RGLab / flowStats

flowStats: algorithms for flow cytometry data analysis using BioConductor tools
15 stars 10 forks source link

Normalization masking population shifts? #25

Closed mfahlberg824 closed 5 years ago

mfahlberg824 commented 5 years ago

FlowStats & FlowWorkspace are incredible packages and I sincerely am grateful to and applaud the developers. In learning to use these recently, though, I noticed a potential issue in terms of biology and a possible way to improve it.

In the Getting Started with FlowStats document, it's noted that the three "rules" for normalization:

􏰀1) High density areas represent particular sub-types of cells. 􏰀2) Markers are binary. Cells are either positive or negative for a particular marker. 􏰀 3) Peaks should align if the above statements are true.

It then proceeds to use an example panel that includes CD3, CD4, CD69, CD8, and HLA-DR. Samples are normalized in all the channels by the peak-method.
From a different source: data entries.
PR #532, opened 2024-12-13
feat(cmdline): allow configuring separate cmdline preset

### LINKED ISSUE #514: Add separate keymap settings for `cmdline` completions.
### Feature Description

Since the addition of `cmdline` completions, it would be really nice to have separate keymap settings for `cmdline` completions as they may clash with keymaps for normal completions.

folke:
This PR does two things:
- allow configuring a different keymap for the `cmdline`
- added a default preset more closely matching the default Neovim cmdline keymaps

Closes #514

### DIFF
--- a/README.md
+++ b/README.md
@@ -186,7 +186,12 @@ MiniDeps.add({
   --   
   --   -- show with a list of providers
   --   ['<C-space>'] = { function(cmp) cmp.show({ providers = { 'snippets' } }) end },
-  -- },
+  --
+  --   -- optionally, define different keymaps for cmdline
+  --   cmdline = {
+  --     preset = 'super-tab'
+  --   }
+  -- }
   --
   -- When defining your own keymaps without a preset, no keybinds will be assigned automatically.
   --
@@ -250,7 +255,7 @@ MiniDeps.add({
   --
   --   ['<C-b>'] = { 'scroll_documentation_up', 'fallback' },
   --   ['<C-f>'] = { 'scroll_documentation_down', 'fallback' },
-  keymap = 'default',
+  keymap = { preset = 'default' },
 
   -- Enables keymaps, completions and signature help when true
   enabled = function() return vim.bo.buftype ~= "prompt" end,
--- a/lua/blink/cmp/config/init.lua
+++ b/lua/blink/cmp/config/init.lua
@@ -1,7 +1,6 @@
 --- @class (exact) blink.cmp.ConfigStrict
 --- @field enabled fun(): boolean
 --- @field keymap blink.cmp.KeymapConfig
---- @field cmdline_keymap blink.cmp.KeymapConfig
 --- @field completion blink.cmp.CompletionConfig
 --- @field fuzzy blink.cmp.FuzzyConfig
 --- @field sources blink.cmp.SourceConfig
@@ -37,7 +36,6 @@ function M.validate(cfg)
   validate('config', {
     enabled = { cfg.enabled, 'function' },
     keymap = { cfg.keymap, 'table' },
-    cmdline_keymap = { cfg.keymap, 'table' },
     completion = { cfg.completion, 'table' },
     fuzzy = { cfg.fuzzy, 'table' },
     sources = { cfg.sources, 'table' },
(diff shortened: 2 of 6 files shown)


folke:
Thinking about this more, specifically for the cmdline, users will probably want to customize other config options as well.
Like `auto_insert` etc, so maybe a better approach (but way more code changes) would be to allow a complete different config for the cmdline.

folke:
This PR is indeed not enough.
Personally I'd want to have `auto_insert` enabled, but with no `preselect` and use `<tab>` / `<S-Tab>` to cycle between results.

Not sure what the best approach is.

Saghen:
> so maybe a better approach (but way more code changes) would be to allow a complete different config for the cmdline.

That would make the entire config dynamic which would make this much more complicated. I'd like to avoid this if possible

> Personally I'd want to have `auto_insert` enabled, but with no `preselect` and use `<tab>` / `<S-Tab>` to cycle between results.

So you'd like `auto_insert` in default mode and `preselect` in cmdline mode just to clarify?

folke:
I think so? :)
I don't have anything configured regarding preselect and auto_insert right now for blink.

I want to achieve a similar setup as with the regular cmdline, as in:

When I type `T`, the menu opens like this:
image

`<tab>` then cycles forward (`<s-tab>` backwards) and inserts the items when doing so, so you can press `<cr>` anytime to exeucte

image
image

folke:
These are the options I set:

```lua
vim.opt.completeopt = "menu,menuone,noselect"
```

folke:
The screenshots are Noice obviously, but that behaves exactly as the normal cmdline regarding completion.

the-fuckin-nobody:
> So you'd like auto_insert in default mode and preselect in cmdline mode just to clarify?

Maybe make `blink.cmp.select_next()` take an extra argument of type same as `blink.cmp.config.completion.list.selection` ?

So we can set keymaps like this:
```
['<Tab>'] = {
function(cmp)
    if vim.fn.getcmdtype() == '' then
        return cmp.select_next({select_behaviour = 'preselect'})
    end
    return cmp.select() -- selection_behaviour defaults to `auto_insert`
end }
```

folke:
@the-fuckin-nobody though about doing it that way initially, but in my case, the first entry would already be pre-selected, so you can't use `<tab>` to next&insert then.

the-fuckin-nobody:
> @the-fuckin-nobody though about doing it that way initially, but in my case, the first entry would already be pre-selected, so you can't use `<tab>` to next&insert then.

If I am understanding it correctly, is this the desired behaviour?


https://github.com/user-attachments/assets/51bbf44e-e2e3-4819-9bfe-af9622999d49

folke:
Yep, exactly.

the-fuckin-nobody:
> Yep, exactly.

Then, it is actually doable with the current state of the plugin, by configuring the tab  keymap like this like this:

```lua
["<Tab>"] = {
				function(cmp)
					if vim.fn.getcmdtype() ~= "" then
						return cmp.select_next()
					elseif cmp.snippet_active() then
						return cmp.accept()
					end
				end,
				"snippet_forward",
				"fallback",
			},
```

But in my case I would prefer to have selection behaviour as `preselct` for normal completion menu and `auto_insert` for cmdline completion menu.

folke:
> But in my case I would prefer to have selection behaviour as preselct for normal completion menu and auto_insert for cmdline completion menu.

Yep same here

the-fuckin-nobody:
> Yep same here

image
I just found this line while skimming through the codebase , but `skip_auto_insert` has not been implemented yet. Implementing this may achieve the purpose

Parsifa1:
any progress about handling the 'special' auto_insert for cmdline?

the-fuckin-nobody:
> any progress about handling the 'special' auto_insert for cmdline?

That should be done in another PR I guess cuz its unrelated to this PR(`cmdline keymaps`).

Saghen:
Yep, I'm still working out how I want to solve it

the-fuckin-nobody:
> Yep, I'm still working out how I want to solve it

Take a break bro not everything must be implemented right away!

PS: You're awesome

Parsifa1:
> any progress about handling the 'special' auto_insert for cmdline?

for those who find here and want some temp fix:
here is a snippet💖:
(remember to set `<CR>` to `{}` )
```lua
init = function()
        -- FIX: Temporary for not being able to set auto_insert for cmdline
        local orig_list_selection = nil
        vim.api.nvim_create_autocmd("CmdlineEnter", {
            callback = function()
                local list = require "blink.cmp.completion.list"
                orig_list_selection = list.config.selection
                list.config.selection = "auto_insert"
            end,
        })
        vim.api.nvim_create_autocmd("CmdlineLeave", {
            callback = function()
                if orig_list_selection then
                    local list = require "blink.cmp.completion.list"
                    list.config.selection = orig_list_selection
                end
            end,
        })
    end,
```

ref https://github.com/Parsifa1/nvim/blob/4ce2ab13d428f3efa6ae269bff030f033f59dceb/lua/plugins/lsp/blink.lua

PR #537, opened 2024-12-13
fix: auto hide cmp windows when exec snippet_forward/snippet_backward

Parsifa1:
maybe useful :)

If there is something inappropriate, you can modify it to something better, but I think this behavior should be necessary.

### DIFF
--- a/lua/blink/cmp/init.lua
+++ b/lua/blink/cmp/init.lua
@@ -126,6 +126,7 @@ function cmp.snippet_active(filter) return require('blink.cmp.config').snippets.
 function cmp.snippet_forward()
   local snippets = require('blink.cmp.config').snippets
   if not snippets.active({ direction = 1 }) then return end
+  cmp.hide()
   vim.schedule(function() snippets.jump(1) end)
   return true
 end
@@ -133,6 +134,7 @@ end
 function cmp.snippet_backward()
   local snippets = require('blink.cmp.config').snippets
   if not snippets.active({ direction = -1 }) then return end
+  cmp.hide()
   vim.schedule(function() snippets.jump(-1) end)
   return true
 end


Parsifa1:
@Saghen oh, i discovered another bug on the keymap setting, and i didn't find an good way to resolve it:

https://github.com/saghen/blink.cmp/blob/54d1a980595e056e7be45a10d1cc8c34159f6d74/lua/blink/cmp/keymap/apply.lua#L40-L44

here, if you use some self-made keymap like:
```lua
["<Tab>"] = {
    function(cmp)
        return cmp.snippet_forward()
    end,
    "select_next",
    "fallback",
},
```
it wont register the select mode keymap, which cause some no-response

do you have some good ideas?

Saghen:
Fixed on `main`

Parsifa1:
thanks for your really quick response!

with this, we will get some really cool keymap:
```lua
["<Tab>"] = {
    function(cmp)
        local ls = require "luasnip"
        local buf = vim.api.nvim_get_current_buf()
        if not ls.session or not ls.session.current_nodes[buf] or ls.session.jump_active then
            return
        end

        local current_node = ls.session.current_nodes[buf]
        local current_start, current_end = current_node:get_buf_position()
        current_start[1] = current_start[1] + 1 -- (1, 0) indexed
        current_end[1] = current_end[1] + 1 -- (1, 0) indexed
        local cursor = vim.api.nvim_win_get_cursor(0)
        if
            cursor[1] < current_start[1]
            or cursor[1] > current_end[1]
            or cursor[2] < current_start[2]
            or cursor[2] > current_end[2]
        then
            ls.unlink_current()
        end
        return cmp.snippet_forward()
    end,
    "select_next",
    "fallback",
},
```
with this, if you are jumpping in the snippet and delete it in the middle, it will automatically delete the snippet-node, which you `<tab>` wont jumps strangely in the original location

Parsifa1:
> I think we should instead figure out why `buffer_events` doesn't emit a cursor moved when jumping between placeholders. It seems likely it's caused by using `CursorMovedI` instead of `CursorMoved` and checking if the mode is `i` or `s`

you are right.
https://github.com/saghen/blink.cmp/blob/f99b03c756b32680eea28e89f95e3c6987cc6c80/lua/blink/cmp/lib/buffer_events.lua#L66-L69

I changed these three "CursorMovedI" to "CursorMoved" and it was fixed.
I dont know if it will cause sth going wrong, but we don't have sth like `CursorMovedS`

I think it's an excellent tool for many (most?) markers that DO follow the binary rule #2, however, it can be biologically misleading when applied inappropriately, as I believe may have happened when CD69 in this data was normalized:

Screen Shot 2019-03-31 at 12 47 12 PM

The issue is, CD69 often is not expressed as a binary marker when activated. See here:

Screen Shot 2019-03-31 at 12 45 34 PM

When cells are activated, the entire population will often shift to the right. When CD69 was normalized in the document and the peaks aligned, it could have resulted in erroneous negative data. The question therefore is - when do you know if it's a technical artefact causing a shift, and when is it a real shift? I'm not sure that this has been solved yet in the field.

I have one possible solution, which would be to use per-batch reference controls in the normalization process. The reference controls would be samples collected from one person at one time and processed the same way, or alternatively one could use lyophilized Reference Controls like Veri-Cells from BioLegend. We currently utilize reference controls in all of our samples for an NIH pre-clinical vaccine trial for SIV-infected monkeys to ensure that all of the processing, antibodies, staining, and acquisition are working properly with each run.

Anyway onto the math, let's say, Batch 1 is run on Monday, and includes Reference Control + 3 samples. Batch 2 is run on Friday, and includes Reference Control + 3 samples. Could we normalize (align the peaks) of the Reference Control from Friday to the Reference Control from Monday, and then adjust the MFI of the channels from all of the samples from Batch 2 to correspond with the MFI adjustment that was made when aligning the peaks? The goal would be not to not undercut what could be relevant biological information in entire population shifts.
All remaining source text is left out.